Nevertheless, there is clear evidence of a significant marine transgression from Kuwait
to Oman, and on to the Red Sea, with different phases of expansion and contraction
of the Gulf between 5,000 and 2,000 BC. Because of different environmental conditions
between 5,000 and 3,000 BC, the summer Southwest Monsoon, whose latitudinal position
is determined by the Inner Tropical Convergence Zone, is thought to have been as far
north as central Arabia and present-day southern Iraq, “ : : : during which the entire Gulf
was a dry plain filled with river runoff from Mesopotamia, Arabia and Iran. Gradual
marine infilling began by 4,000 BC which culminated in a higher sea-stand by 3,000 BC”
(Zarins, 2008: 218).
Along the Oman coast, from 6,000 to 3,000 cal BC, five cycles of sea level rise and fall
are recognized, associated with other environmental changes including mangrove
development and salt flat expansion. When RH-6 was occupied, about 5,600–4,500 BC, sea
level and landscapes are thought to have been similar to the present, although at the
end of the RH-6 occupation period, beginning about 4,800 BC, “the maximum postglacial
sea transgression (+2/3 m)” was reported (Berger et al., 2013: 3096). Later, at the time
when the RH-6 cemetery was in use, around 4,000–3,800 BC, sea level and mangrove
development were decreasing. By the time HD-6 was occupied, around 3,000 BC, sea level
was again falling and extensive salt flats (“sabkhas”) were developing (Berger et al., 2013).
Obviously, these major differences between past and present in sea level, marine
shorelines, as well as the surface area and depth of the Gulf would be intimately related to
the distributions and abundance of marine turtles during these periods.
In this respect, Dutton et al. (1999) reported singularly low genetic diversity (mt DNA)
in their global sample from 10 different nesting grounds of D. coriacea, which they
hypothesized was due to a global reduction in the population, caused by global cooling
during the Plio-Pleistocene. They further suggested that later, during the Holocene,
global warming enabled relatively recent population expansion and global population
Frazier et al. (2018), PeerJ, DOI 10.7717/peerj.6123 23/34
radiation.
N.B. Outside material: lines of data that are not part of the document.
PR #588, opened 2024-12-04
feat(core): updates to mailbox and agentverse registration process

jrriehl:
## Proposed Changes

- Add updates for new mailbox connection workflow
- Add support for proxy and custom agent registration
- Remove websocket connection, which hasn't been supported for a long time anyway
- Delete mailbox messages immediately after handling them instead of processing them in a queue
- Handle CORS preflight request

## Linked Issues

## Types of changes

- [ ] Documentation update.

## Checklist

### If applicable

### DIFF
--- a/python/examples/11-mailbox-agents/bob.py
+++ b/python/examples/11-mailbox-agents/bob.py
@@ -11,18 +11,12 @@ ALICE_ADDRESS = "paste_alice_address_here"
 # Generate a second seed phrase (e.g. https://pypi.org/project/mnemonic/)
 SEED_PHRASE = "put_your_seed_phrase_here"
 
-# Copy the address shown below
-print(f"Your agent's address is: {Agent(seed=SEED_PHRASE).address}")
-
-# Then go to https://agentverse.ai, register your agent in the Mailroom
-# and copy the agent's mailbox key
-AGENT_MAILBOX_KEY = "put_your_AGENT_MAILBOX_KEY_here"
-
 # Now your agent is ready to join the agentverse!
 agent = Agent(
     name="bob",
     seed=SEED_PHRASE,
-    mailbox=f"{AGENT_MAILBOX_KEY}@https://agentverse.ai",
+    port=8001,
+    endpoint="http://agentverse.ai/v1/submit",
 )
 
 
--- a/python/examples/11-mailbox-agents/bob.py
+++ b/python/examples/11-mailbox-agents/bob.py
@@ -8,16 +8,9 @@ class Message(Model):
 # Copy ALICE_ADDRESS generated in alice.py
 ALICE_ADDRESS = "paste_alice_address_here"
 
-# Generate a second seed phrase (e.g. https://pypi.org/project/mnemonic/)
-SEED_PHRASE = "put_your_seed_phrase_here"
 
 # Now your agent is ready to join the agentverse!
-agent = Agent(
-    name="bob",
-    seed=SEED_PHRASE,
-    port=8001,
-    endpoint="http://agentverse.ai/v1/submit",
-)
+agent = Agent(name="bob", port=8009, mailbox=True)
 
 
 @agent.on_interval(period=2.0)
--- a/python/src/uagents/agent.py
+++ b/python/src/uagents/agent.py
@@ -424,6 +424,7 @@ class Agent(Sink):
 
             @self.on_rest_post("/prove", AgentverseConnectRequest, RegistrationResponse)  # type: ignore
             async def _handle_prove(_ctx: Context, token: AgentverseConnectRequest):
+                print(self._agentverse)
                 return await register_in_agentverse(
                     token, self._identity, self._endpoints, self._agentverse
                 )
--- a/python/src/uagents/agent.py
+++ b/python/src/uagents/agent.py
@@ -44,6 +44,7 @@ from uagents.mailbox import (
     AgentverseConnectRequest,
     MailboxClient,
     RegistrationResponse,
+    is_mailbox_agent,
     register_in_agentverse,
 )
 from uagents.models import ErrorMessage, Model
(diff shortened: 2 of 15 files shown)


python/src/uagents/agent.py
```diff
@@ -416,6 +422,12 @@ async def _handle_get_info(_ctx: Context):
             async def _handle_get_messages(_ctx: Context):
                 return self._message_cache
 
+            @self.on_rest_post("/prove", AgentverseUserToken, RegistrationResponse)  # type: ignore
```
Dacksus: this will be triggered by the inspector?

python/src/uagents/config.py
```diff
@@ -43,6 +45,21 @@
 DEFAULT_SEARCH_LIMIT = 100
 
 
+AgentType = Literal["hosted", "local", "mailbox", "proxy", "custom"]
```
Dacksus, line 48: "local" means not connection with the agentverse whatsoever and "custom" only that it's bound to an agentverse account?

python/src/uagents/mailbox.py
```diff
@@ -1,101 +1,171 @@
...
+    user_token: AgentverseUserToken,
+    identity: Identity,
+    endpoints: list[AgentEndpoint],
+    agentverse: AgentverseConfig,
+) -> Optional[RegistrationResponse]:
+    """
+    Registers agent in Agentverse
+    """
+    async with aiohttp.ClientSession() as session:
+        # get challenge
```
Dacksus, line 65: Why do we need this challenge? We want to prove that the caller of the registration endpoint is in fact the agent owning the private key to the given address? 
Wouldn't it be sufficient to simply sign the RegistrationRequest below instead of the challenge to save one round trip? We would still be able to verify if the signature matches the given address. A replay attack would only make sense for an adversary if either address or endpoint could be altered, which they can't because they would be signed.

python/src/uagents/agent.py
Dacksus: And either we display the token in the inspector, request the user to update the code and to restart the agent, or would need to write the key to a file and update it in memory?

jrriehl: Yes, the inspector will use this endpoint and provide a code snippet for how to add the access token to the agent.

python/src/uagents/config.py
jrriehl: Yes, exactly. There is probably some room for improvement in these names.

python/src/uagents/mailbox.py
```diff
@@ -1,101 +1,171 @@
...
+    uuid: UUID4
+    envelope: Envelope
+    received_at: datetime
+    expires_at: datetime
 
-        Returns: The http prefix of the mailbox server {http, https}.
-        """
-        return self._agent.mailbox["http_prefix"]
+
+async def register_in_agentverse(
```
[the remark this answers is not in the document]
jrriehl: We require the agent type as an input parameter, which will be provided by the inspector.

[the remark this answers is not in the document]
Dacksus: Where do we require it? Should it be part of the RegistrationRequest?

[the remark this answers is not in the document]
Dacksus: nvm

python/src/uagents/mailbox.py
```diff
@@ -1,101 +1,234 @@
...
+                logger.info(
+                    f"Successfully registered as {request.agent_type} agent in Agentverse"
+                )
+
+    if request.agent_type == "mailbox" and not is_mailbox_agent(endpoints, agentverse):
+        logger.exception(
+            f"Agent endpoints {endpoints} do not match registered agent type: {request.agent_type}"
+            f"Please restart agent with endpoint='{agentverse.url}/v1/submit'"
+        )
+    elif request.agent_type == "proxy" and not is_proxy_agent(endpoints, agentverse):
```
Dacksus: Don't we expect proxy agents to provide their own reachable endpoints (i.e., not containing the agentverse url), so they can be reached after the redirect from the mailbox?

python/src/uagents/mailbox.py
jrriehl: It's possible that another approach could also work here, but I'd suggest we keep this one for now and maybe revisit later on whether a simpler method can provide sufficient security.

python/examples/11-mailbox-agents/bob.py
```diff
@@ -11,18 +11,12 @@ class Message(Model):
...
 SEED_PHRASE = "put_your_seed_phrase_here"
 
-# Copy the address shown below
-print(f"Your agent's address is: {Agent(seed=SEED_PHRASE).address}")
-
-# Then go to https://agentverse.ai, register your agent in the Mailroom
-# and copy the agent's mailbox key
-AGENT_MAILBOX_KEY = "put_your_AGENT_MAILBOX_KEY_here"
-
 # Now your agent is ready to join the agentverse!
```
Dacksus, line 14: Since we're not configuring anything that's called "mailbox" it is less obvious to see what kind of agent is being configured, if you don't already know. Also if I understand correctly, the only way now we're officially supporting is to use the local inspector (?). So I'd suggest to add more commentary too guide the user:

\# By specifying the agentverse submit endpoint, your agent will automatically know it's a mailbox agent. In order to complete registration, you need to visit your agents local inspector interface and connect it with your agentverse account.

We should add or link to more documentation regarding this process as soon as it is available.

Dacksus (approved):

python/tests/test_config.py
```diff
@@ -1,20 +1,36 @@
...
+    Agent(proxy=True, endpoint="http://some_url"),
+    Agent(mailbox=True, proxy=True),
+]
+
+expected_endpoints = [
+    [],
+    [AgentEndpoint(url=MAILBOX_ENDPOINT, weight=1)],
+    [AgentEndpoint(url="http://some_url", weight=1)],
+    [],
+    [],
```
Dacksus, line 28: Not AgentEndpoint(url="https://staging.agentverse.ai", weight=1)?

Dacksus (approved):
Minor comment regarding the tests, otherwise LGTM! Creating a mailbox/proxy agent now feels much cleaner with the boolean options and the AgentverseConfig

python/tests/test_config.py
jrriehl: No, because agentverse configuration is not completely separate from endpoint configuration, which I think is an improvement.

Dacksus: I assume you meant "not" = "now

python/src/uagents/config.py
```diff
@@ -43,15 +47,53 @@
...
+
+
+class AgentverseConfig(BaseModel):
```
Dacksus, line 53: Do we actually still need to distinguish between `protocol` and `http_prefix` if we drop support for websockets? To maintain backwards compatibility, we could keep protocol, but make it at least Optional

jrriehl: No, we don't need that any more. I was thinking it's not bad to keep it around in case we bring back websockets, but mostly just didn't get around to removing it.

Dacksus: realized that it doesn't matter for a user, fine with leaving it for the time being

python/tests/test_config.py
jrriehl: Yes, sorry. :smile:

This scenario suggests that Mid-Holocene populations of D. coriacea, likely
occurring off the coasts of Oman, were expanding relatively rapidly.
There are two major aspects of past environments for RH-6 and HD-6 that are
especially relevant: beaches where D. coriacea may have nested, and coastal areas,
particularly deep waters, where these turtles could have occurred during seasonal feeding
migrations. Both beach and marine aspects are interrelated, but it is simplest to treat
them separately.
It is not known if steeply sloping sand beaches–characteristic of D. coriacea nesting
beaches (Frazier, Gramentz & Fritz, 2005: 285; Eckert et al., 2012: 28–29)–were more, or
less, available during any of the four periods discussed above (i.e., main RH-6 occupation,
end of RH-6 occupation, RH-6 graveyard in use, and HD-6 occupation). Nonetheless,
changes in sea level would have direct effects on coastal and beach physiognomy. Where
steep cliffs characterize present-day coasts, such as at Ra’s al-Hamra on the Batinah coast
(Durante & Tosi, 1977: 141), sea level fall could have resulted in greater availability of
potential D. coriacea nesting beaches. Hence, at the end of the RH-6 occupation and when
the RH-6 graveyard was in use, there could have been increased D. coriacea nesting within
the vicinity of the site; the same could have been true when HD-6 was occupied.
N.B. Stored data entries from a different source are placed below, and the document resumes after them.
PR #595, opened 2024-12-19
fix(core): proxy endpoint flow

jrriehl:
## Proposed Changes

Endpoint needs to be supplied to `/prove` endpoint for proxy agent.

## Types of changes

- [ ] Documentation update.

## Checklist

### If applicable

### DIFF
--- a/python/src/uagents/mailbox.py
+++ b/python/src/uagents/mailbox.py
@@ -24,6 +24,7 @@ AgentType = Literal["mailbox", "proxy", "custom"]
 class AgentverseConnectRequest(Model):
     user_token: str
     agent_type: AgentType
+    endpoint: Optional[str] = None
 
 
 class ChallengeRequest(BaseModel):
@@ -50,7 +51,7 @@ class RegistrationRequest(BaseModel):
     challenge: str
     challenge_response: str
     agent_type: AgentType
-    endpoints: Optional[list[AgentEndpoint]] = None
+    endpoint: Optional[str] = None
 
 
 class RegistrationResponse(Model):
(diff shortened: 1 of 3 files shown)


python/src/uagents/mailbox.py
```diff
@@ -24,6 +24,7 @@
 class AgentverseConnectRequest(Model):
     user_token: str
     agent_type: AgentType
+    endpoint: Optional[str] = None
```
jrriehl, line 27: Changed this to a string to simplify things, because it gets to complicated to next a pydantic v2 model inside of a pydantic v1 model.

python/src/uagents/mailbox.py
```diff
@@ -164,12 +152,6 @@ async def register_in_agentverse(
             request.user_token, identity.address, agent_details, agentverse
         )
 
-    if request.agent_type == "mailbox" and not is_mailbox_agent(endpoints, agentverse):
```
jrriehl, line 167: We no longer have the agent's endpoints, so it doesn't make sense to do this check here anymore.

python/src/uagents/mailbox.py
```diff
@@ -83,22 +84,9 @@ def is_mailbox_agent(
     return any([f"{agentverse.url}/v1/submit" in ep.url for ep in endpoints])
 
 
-def is_proxy_agent(
```
jrriehl, line 86: Unused

python/src/uagents/mailbox.py
Dacksus: Can it only be a single endpoint or several?

Dacksus (approved):
LGTM, just one comment

python/src/uagents/mailbox.py
jrriehl: Just a single endpoint now.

Durante & Tosi (1977: 141) reported that until the late 1960s turtles (species not
identified, but most likely Chelonia mydas) nested on “the long Ra’s al-Hamra beach”;
Uerpmann & Uerpmann (2003: 179, 204) pointed out that this long “flat sandy” beach is
nearly three km west of the archeological site, and there are other small (“pocket”) beaches
that are to the east, between cliffs of the actual headland (Fig. 2). They (2003: 204)
suggested that the long beach to the west “probably did not exist during the time of
occupation of RH 5, when there was a lagoon where the mangrove area is now.” The lack of
evidence for steeply sloping beaches in the Ra’s al-Hamra area indicates that few, if any,
D. coriacea nested there. With regard to Ra’s al-Hadd, there is a major nesting beach
for Chelonia mydas, but, once again, these beaches do not seem to have the steep sloping
profile characteristic of D. coriacea nesting beaches. Nonetheless, environmental—
particularly sea level—changes during certain periods between 5,600 and 2,500 BC could
have resulted in more nesting beaches for D. coriacea than are now known for this area,
and hence increased the chances of remains of this turtle being deposited in these sites.
An understanding of past availability of D. coriacea nesting beaches requires specific,
detailed paleogeomorphological studies along the Batinah and Ja’alan coasts.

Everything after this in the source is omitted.